An alternative to escape sequences are raw strings, in which special characters loose their meaning and everything between delimeters is treated as it is.

The syntax is:

prefix(optional) R"delimiter(raw_characters)delimiter"

Example:

1
2
3
4
// all are equivalent
R"(\a\b\c\d\e\f)"
R"xXx(\a\b\c\d\e\f)xXx"
"\\a\\b\\c\\d\\e\\f"

Raw string literals may span multiple code lines (without concatenation) and they will contain all characters between delimeters, including whitespace such as line breaks.

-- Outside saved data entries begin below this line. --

PR #132, opened 2025-05-16
Add `category` support for Gallery extensions

dotNomad:
This PR introduces a new `category` property for the `extension` section of the `manifest.json`. The `category` can be an `id` of one of the `categories` in the `extensions.json`.

The categories are used to group the content in the Connect UI.

Items tagged Jump Starts are being migrated over to `category: "example"` since we want one of the distinct categories in the Gallery to be Examples - containing the jump start examples. The other category is "extension" which contains the useful tools/dashboards we want to share.

The changes here include:
- linting to make sure the `category` is valid (similar to how the tag linting works)
- updates to the `extension-list` script to write new `category` values to extensions in the list
- documentation in the `CONTRIBUTING` guide describing the `category` property
- updates to the manifest and extension list to use the new categories
  - this is entirely metadata so no need for new releases (similar to tags)

---

Some example GitHub workflows to test the new linting:
- [An empty `category: ""`](https://github.com/posit-dev/connect-extensions/actions/runs/15074499637/job/42378659398?pr=132)
- [An invalid `category`](https://github.com/posit-dev/connect-extensions/actions/runs/15074576409/job/42378916043?pr=132)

Raw string literals can be concatenated with other string literals.

Floating-point literals

By default, floating-point literals are of type double.

  • With suffix f or F, they are float.

  • With suffix l or L, they are long double.

Floating point literals support various formats, including expotential notation and hexadecimal fractions. When using dot (.) one of digit sequences is optional.

Examples:

1
2
3
4
5
6
7
8
9
10
11
12
42.0f // 42, float
42.f  // 42, float
0.42l // 0.42, long double
.42l  // 0.42, long double
3e10  // 30000000000, double
123.456e-67 // 123.456 * 10^(-67), double
.1E4l       // 1000, long double
0x10.1p2f   // 64.25, float (uses hexadecimal digits)
0x1.2p3     // 9 (1.125 * 2^3), double (uses hexadecimal digits)

NAN // NaN, float, macro constant defined in <cmath>
    // it's implementation-defined, may not exist if not supported

Other literals

It's worth noting that not all literals have to be made of characters or digits - some literals are keywords. You already know 2 of them: false and true are literals of type bool.

Later you will be learn about one more keyword literal - nullptr.

Automatic type

A simple but very useful feature is the type placeholder auto. It will deduce the type based on the expression used in intialization:

1
2
3
4
5
auto b = true; // bool
auto i = 1;    // int
auto l = 1l;   // long
auto f = 1.0f; // float
auto x; // error: can't deduce without initializer

Exercise

Try to output the text "\n??='\\ using both escape sequences and raw strings.